Andy Griffith WAS an American Institution. I use the word “was” because he is largely ridiculed by comedians, the media and every other social outlet in the media as an obsolete dinosaur of an era when people had respect for each other and kids feared and respected their parents and anyone that was older then them.

All of that has been replaced in the last 50 years by the liberal mantra of “individualism” which is nothing more than a code word for “selfishness.”

Today we live in a “Me First” society that we witness on a daily basis. America as Andy Griffith new it is dead forever. JD

Say the name Andy Griffith, and you’ve said something about America.

Griffith, who, as Sheriff Andy Taylor on the actor’s namesake 1960s TV comedy, kept the peace, and represented a heartland ideal, died Tuesday, the actor’s friend Bill Friday told WITN News. He was 86.

In addition to The Andy Griffith Show, Griffith created a darkly iconic character in the 1957 film A Face in the Crowd and won fans in the long-running whodunit series Matlock. But, in the end, it was Mayberry that put him on the map.

From 1960 to 1968, Griffith’s kindly sheriff raised a son, Opie, played by Ron Howard, and a high-strung deputy, Barney Fife, played by Don Knotts. That Taylor, a white lawman in the Civil Rights-era South, became a model of fairness was a tribute to the series. And to Griffith.

“We—everyone one on the show—have a real sense of community, of kindness, toward one another,” Griffith told The New York Times in 1965. “The basic rule by which we live comes through…the kindness comes through.”

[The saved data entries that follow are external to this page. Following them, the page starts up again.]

PR #204, opened 2014-11-16
Adds head, tail, and isEmpty methods to several objects

yloiseau:
This PR adds `head`, `tail`, and `isEmpty` methods on several collection-like objects:
* adds augmentation on `CharSequence`,
* changes the behaviour of augmentation on `List`,
* adds native (java) methods to `Tuple`,
* adds native (java) methods to ranges,
* adds special methods to arrays.

It also introduce a java interface, `gololang.HeadTail<T>`, and makes `Tuple` and ranges to implement it.

These methods behaviour is:
* `isEmpty` tells if the container is empty,
* `head` returns the first element, or `null` if the collection is empty, to allow chaining methods with “elvis” operator `?:`,
* `tail` returns a new object of the same type containing the rest of the elements (or an empty object if empty).

The purpose is to provide to all collection-like (immutable) structures an homogeneous interface suitable for recursive algorithms.

As an example, a generic function computing the size of such an object can be:
```golo
function size = |struct| -> match {
  when struct: isEmpty() then 0
  otherwise 1 + size(struct: tail())
}
```
and the sum of all the elements:
```golo
function sum = |struct| -> match {
  when struct: isEmpty() then 0
  otherwise struct: head() + sum(struct: tail())
}
```
we can manipulate strings with the same aproach:
```golo
function upper = |str| -> match {
  when str: isEmpty() then ""
  otherwise toUpperCase(str: head()) + upper(str: tail()
}
```


yloiseau:
Can we merge this one ?

jponge:
Let's have it for 2.1.0 :-)

src/main/java/gololang/HeadTail.java
```diff
@@ -0,0 +1,62 @@
...
+ * }
+ * </pre>
+ * <p>
+ * Note that the {@code size} method is not provided since this interface
+ * can be implemented by infinite generators.
+ * <p>
+ * A {@code List} augmentation is provided, as well as corresponding special
+ * methods on arrays ({@code Object[]}/{@code array[]})
+ */
+public interface HeadTail<T> {
```
jponge: You should have javadoc tags for the return values and the parametric type `T` :smiley:

jponge:
Good to merge now I guess.

PR #230, opened 2015-01-03
Fix doc

k33g:
- Add clarification about `andThen`
- Fix sample

### DIFF
--- a/doc/closures.asciidoc
+++ b/doc/closures.asciidoc
@@ -267,7 +267,7 @@ return functions, as in:
 
 [source,golo]
 ----
-let f = |x| -> |y| -> |z| -> -> x + y + z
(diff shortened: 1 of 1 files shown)


yloiseau:
composition using `andThen` isnot limited to closures. You can use any function reference.

```golo
function foo = |x| -> x + 1
function bar = |x| -> 2 * x

let newFunction = ^foo: andThen(^bar)
```

yloiseau:
Maybe “you can compose function and closure” woud be better.

BTW, to be pedantic, in the sample following the sentence, it's just anonymous functions, not closures, since no value is closed in the definition :wink:

k33g:
argh you're right! :)

k33g:
perhaps, this is the sample that isn't complete enough

PR #236, opened 2015-01-17
Create promise with thread

k33g:
# define promise
    let do_it =  -> promise(): initializeWithThread(|resolve, reject| {
       # the code runs inside a thread
      resolve(42)
    })

    # run promise
    do_it(): onSet(|result| { # if success
      println(result)
    }): onFail(|err| { # if failed
      println(err: getMessage())
    })


jponge:
BTW it would be a bit better to make PR from your repo, not the main one :smile:

jponge:
Shouldn't it be called `initializeWithinThread`?

k33g:
oups sorry!

Issue #241, opened 2015-01-20
Get rid of compilation warnings


jponge:
A few warnings appear while compiling Golo. We should be able to easily get rid of them, even at the cost of mindful `@SuppressWarning` annotations :smile:

jponge:
Just realized it was already fixed.

PR #242, opened 2015-01-20
Suppress warnings in tests.

yloiseau:
See #241

The warnings in tests compilation were due to:
- tests on deprecated Predefined golo functions;
- raw casts in range tests.

In both cases, it is safe to suppress them.

Also make some code cleaning.


jponge:
Seems like it broke on JDK 8 :-)

jponge:
:+1:

PR #244, opened 2015-01-22
add 'invalid' token

guillaumesoldera:
add an 'invalid' token to avoid TokenMgrError when " or - characters are typed in netbeans. Check not null parameter to avoid NullPointerException when user add an import statement


jponge:
Sounds good

jponge:
Thanks :smiley:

Born June 1, 1926, in no place else but North Carolina, Griffith tapped his country roots for laughs in a popular 1950s comedy monolog which begat TV appearances, which begat Broadway and film work, via the Army comedy No Time for Sergeants.

Griffith traded on his aw-shucks persona as two-faced populist Lonesome Roads in Elia Kazan’s A Face in the Crowd. Now considered a classic, the film “didn’t make a dime” back in the day, its star once recalled.

“I’d struck out on Broadway, and I’d struck out in the movies, so I kinda had to go to television,” Griffith said in 2008.

From the start, The Andy Griffith Show, with its classic, catchy whistling theme, was an audience and critical favorite. Griffith, however, never won an Emmy for the series, nor was he ever nominated for it. Knotts, who won five straight Emmys as the fumbling Fife, would say people thought, mistakenly, that Griffith wasn’t acting, that he was just acting natural. Griffith would return the compliment, saying the show owed its early success to Knotts, who died in 2006.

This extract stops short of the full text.